Classical music performances may never be the same again, or even the same twice, following findings at a unique research centre at Southampton University.

Research at the Centre for the History and Analysis of Recorded Music, which is believed to be the first of its kind, shows that modern classical music performance, and public taste, may be at odds with the composers' intentions.

The centre is unique in that it uses old recordings - it has some 5,000 early 78rpm records - as source material to study music. It has created a computer database which can compare and analyse the changes in classical musical performances, even down to individual bars, over the past 90 years or so.

Centre director Jose Bowen believes that modern interpretations of classical scores may lack imagination because they are simply too hidebound by contemporary rules and attitudes on orchestration. He hopes the centre's work will have a liberating influence on the way music will be played by subsequent generations.

Dr Bowen, a jazz musician, says that the difficulty may lie in misconceptions about famous composers such as Bach, Mozart and Beethoven. He says that they were more like band leaders, hired by the rich to produce and perform works for specific occasions, and that they probably never envisaged their works as being set in stone in terms of orchestrational style.

He says that these composers may have played their music in highly creative and adaptable ways which were markedly different to the standard versions we have come to accept and even expect. Conductors and orchestras should allow themselves more freedom to interpret classical scores, he says.

Dr Bowen said: "If you look at the history of music, variation in performance has always been part of the game. Modern performance is too ideologically hidebound to certain orchestrations and staying in time.

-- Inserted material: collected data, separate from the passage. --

PR #80, opened 2021-09-30
refactor parent/volunteer signup

brandonwong368:
### Notion ticket link

[Refactor Participant/Volunteer Information Page](https://www.notion.so/uwblueprintexecs/086c1b564dbf478faa649a8880e34b81?v=9d3f8002a0d1477ba395616dfc082af7&p=6f6ab92a15ee4fbab36fc17d31f76059)

### Implementation description

- separated each page of the parent/volunteer signup into separate components
- eg. ParticipantInfoPage, EmergInfoPage, etc. under components
- replaced hardcoded colour values with colourTheme from @styles/colours

### Steps to test

1. Go to localhost:3000/parent/signup and localhost:3000/volunteer/signup
2. Complete the registration, pre/post refactor should have the same functionality

### What should reviewers focus on?

- Dev: functionality of overall flow
- 

### Checklist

"Bach was more like a band leader. He would be asked to perform his music and the person paying would say 'look, this is a big occasion, can you create this sort of a mood' and Bach would oblige by adapting the performance."

Dr Bowen says that music only became standardised and heavily prescriptive in this century, due, in large part, to the rapid growth of the music publishing industry. A further tuning of social taste may be due to the enormous growth in records, tapes and CDs for home listening.

Notions of a collective cultural ear are backed by comparisons, made at the centre, of pieces recorded on 78s dating back to early this century with modern versions. They show significant differences in interpretation which can make music, adored by Edwardian audiences, now sound odd.

Dr Bowen said: "Many people listening to recordings of Elgar conducting his own pieces say that he didn't know what he was doing but it was his music after all. This is the value of using recordings, instead of scripts, as source material."